• _Problem description_:
Each line below is to be written out in full, exactly as shown.

===== Entries provided

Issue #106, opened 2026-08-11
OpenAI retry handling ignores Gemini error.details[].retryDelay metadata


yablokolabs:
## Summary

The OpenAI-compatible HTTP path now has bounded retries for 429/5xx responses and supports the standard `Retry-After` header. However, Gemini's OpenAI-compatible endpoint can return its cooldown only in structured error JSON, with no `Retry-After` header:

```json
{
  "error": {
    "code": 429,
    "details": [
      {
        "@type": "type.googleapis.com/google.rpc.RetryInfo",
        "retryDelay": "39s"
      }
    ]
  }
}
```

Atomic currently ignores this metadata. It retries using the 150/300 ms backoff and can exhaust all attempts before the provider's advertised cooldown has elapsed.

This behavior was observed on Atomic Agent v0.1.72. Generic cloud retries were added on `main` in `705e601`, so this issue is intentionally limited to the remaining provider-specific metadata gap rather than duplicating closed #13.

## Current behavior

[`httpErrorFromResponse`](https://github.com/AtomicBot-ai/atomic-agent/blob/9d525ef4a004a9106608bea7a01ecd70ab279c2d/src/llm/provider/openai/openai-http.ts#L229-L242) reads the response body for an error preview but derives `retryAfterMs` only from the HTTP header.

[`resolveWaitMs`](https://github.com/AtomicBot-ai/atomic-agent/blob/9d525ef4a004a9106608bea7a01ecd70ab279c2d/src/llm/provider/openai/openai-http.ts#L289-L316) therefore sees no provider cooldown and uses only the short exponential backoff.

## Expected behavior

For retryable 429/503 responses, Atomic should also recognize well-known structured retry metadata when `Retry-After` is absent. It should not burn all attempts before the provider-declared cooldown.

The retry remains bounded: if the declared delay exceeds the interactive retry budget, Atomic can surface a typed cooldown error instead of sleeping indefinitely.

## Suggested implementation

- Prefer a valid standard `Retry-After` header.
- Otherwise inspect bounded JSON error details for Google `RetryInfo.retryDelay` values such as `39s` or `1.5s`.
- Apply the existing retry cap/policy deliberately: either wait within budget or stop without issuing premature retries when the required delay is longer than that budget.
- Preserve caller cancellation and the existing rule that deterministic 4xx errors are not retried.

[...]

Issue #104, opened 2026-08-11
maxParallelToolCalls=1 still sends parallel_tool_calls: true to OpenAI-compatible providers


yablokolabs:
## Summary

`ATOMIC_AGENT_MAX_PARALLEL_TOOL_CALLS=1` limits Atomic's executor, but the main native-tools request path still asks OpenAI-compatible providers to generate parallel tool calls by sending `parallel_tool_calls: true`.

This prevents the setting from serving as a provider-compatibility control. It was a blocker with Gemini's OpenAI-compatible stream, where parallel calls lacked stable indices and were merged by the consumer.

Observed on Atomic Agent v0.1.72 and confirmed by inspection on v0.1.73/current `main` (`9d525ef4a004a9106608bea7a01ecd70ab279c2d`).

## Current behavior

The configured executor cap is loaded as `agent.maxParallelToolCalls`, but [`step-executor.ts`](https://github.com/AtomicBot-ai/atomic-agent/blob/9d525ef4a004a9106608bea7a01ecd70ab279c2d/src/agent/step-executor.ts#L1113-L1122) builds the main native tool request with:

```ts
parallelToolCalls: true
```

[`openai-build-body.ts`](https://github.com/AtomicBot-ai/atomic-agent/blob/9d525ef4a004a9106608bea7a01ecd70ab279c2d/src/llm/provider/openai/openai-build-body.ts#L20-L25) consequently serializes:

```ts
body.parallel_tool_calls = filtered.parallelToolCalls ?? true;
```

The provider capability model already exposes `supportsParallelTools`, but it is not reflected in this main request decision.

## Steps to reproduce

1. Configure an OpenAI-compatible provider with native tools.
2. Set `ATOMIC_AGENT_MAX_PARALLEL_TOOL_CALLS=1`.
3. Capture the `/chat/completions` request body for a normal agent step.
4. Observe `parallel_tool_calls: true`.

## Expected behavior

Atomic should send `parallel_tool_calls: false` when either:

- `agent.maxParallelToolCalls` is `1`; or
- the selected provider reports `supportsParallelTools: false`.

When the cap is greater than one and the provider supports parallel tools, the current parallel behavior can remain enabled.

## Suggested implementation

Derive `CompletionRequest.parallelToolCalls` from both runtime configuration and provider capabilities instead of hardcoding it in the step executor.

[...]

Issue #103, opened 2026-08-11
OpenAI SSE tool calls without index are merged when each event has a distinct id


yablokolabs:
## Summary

==========

• _Response area_:
Issue #106, opened 2026-08-11
OpenAI retry handling ignores Gemini error.details[].retryDelay metadata


yablokolabs:
## Summary

The OpenAI-compatible HTTP path now has bounded retries for 429/5xx responses and supports the standard `Retry-After` header. However, Gemini's OpenAI-compatible endpoint can return its cooldown only in structured error JSON, with no `Retry-After` header:

```json
{
  "error": {
    "code": 429,
    "details": [
      {
        "@type": "type.googleapis.com/google.rpc.RetryInfo",
        "retryDelay": "39s"
      }
    ]
  }
}
```

Atomic currently ignores this metadata. It retries using the 150/300 ms backoff and can exhaust all attempts before the provider's advertised cooldown has elapsed.

This behavior was observed on Atomic Agent v0.1.72. Generic cloud retries were added on `main` in `705e601`, so this issue is intentionally limited to the remaining provider-specific metadata gap rather than duplicating closed #13.

## Current behavior

[`httpErrorFromResponse`](https://github.com/AtomicBot-ai/atomic-agent/blob/9d525ef4a004a9106608bea7a01ecd70ab279c2d/src/llm/provider/openai/openai-http.ts#L229-L242) reads the response body for an error preview but derives `retryAfterMs` only from the HTTP header.

[`resolveWaitMs`](https://github.com/AtomicBot-ai/atomic-agent/blob/9d525ef4a004a9106608bea7a01ecd70ab279c2d/src/llm/provider/openai/openai-http.ts#L289-L316) therefore sees no provider cooldown and uses only the short exponential backoff.

## Expected behavior

For retryable 429/503 responses, Atomic should also recognize well-known structured retry metadata when `Retry-After` is absent. It should not burn all attempts before the provider-declared cooldown.

The retry remains bounded: if the declared delay exceeds the interactive retry budget, Atomic can surface a typed cooldown error instead of sleeping indefinitely.

## Suggested implementation

- Prefer a valid standard `Retry-After` header.
- Otherwise inspect bounded JSON error details for Google `RetryInfo.retryDelay` values such as `39s` or `1.5s`.
- Apply the existing retry cap/policy deliberately: either wait within budget or stop without issuing premature retries when the required delay is longer than that budget.
- Preserve caller cancellation and the existing rule that deterministic 4xx errors are not retried.

[...]

Issue #104, opened 2026-08-11
maxParallelToolCalls=1 still sends parallel_tool_calls: true to OpenAI-compatible providers


yablokolabs:
## Summary

`ATOMIC_AGENT_MAX_PARALLEL_TOOL_CALLS=1` limits Atomic's executor, but the main native-tools request path still asks OpenAI-compatible providers to generate parallel tool calls by sending `parallel_tool_calls: true`.

This prevents the setting from serving as a provider-compatibility control. It was a blocker with Gemini's OpenAI-compatible stream, where parallel calls lacked stable indices and were merged by the consumer.

Observed on Atomic Agent v0.1.72 and confirmed by inspection on v0.1.73/current `main` (`9d525ef4a004a9106608bea7a01ecd70ab279c2d`).

## Current behavior

The configured executor cap is loaded as `agent.maxParallelToolCalls`, but [`step-executor.ts`](https://github.com/AtomicBot-ai/atomic-agent/blob/9d525ef4a004a9106608bea7a01ecd70ab279c2d/src/agent/step-executor.ts#L1113-L1122) builds the main native tool request with:

```ts
parallelToolCalls: true
```

[`openai-build-body.ts`](https://github.com/AtomicBot-ai/atomic-agent/blob/9d525ef4a004a9106608bea7a01ecd70ab279c2d/src/llm/provider/openai/openai-build-body.ts#L20-L25) consequently serializes:

```ts
body.parallel_tool_calls = filtered.parallelToolCalls ?? true;
```

The provider capability model already exposes `supportsParallelTools`, but it is not reflected in this main request decision.

## Steps to reproduce

1. Configure an OpenAI-compatible provider with native tools.
2. Set `ATOMIC_AGENT_MAX_PARALLEL_TOOL_CALLS=1`.
3. Capture the `/chat/completions` request body for a normal agent step.
4. Observe `parallel_tool_calls: true`.

## Expected behavior

Atomic should send `parallel_tool_calls: false` when either:

- `agent.maxParallelToolCalls` is `1`; or
- the selected provider reports `supportsParallelTools: false`.

When the cap is greater than one and the provider supports parallel tools, the current parallel behavior can remain enabled.

## Suggested implementation

Derive `CompletionRequest.parallelToolCalls` from both runtime configuration and provider capabilities instead of hardcoding it in the step executor.

[...]

Issue #103, opened 2026-08-11
OpenAI SSE tool calls without index are merged when each event has a distinct id


yablokolabs:
## Summary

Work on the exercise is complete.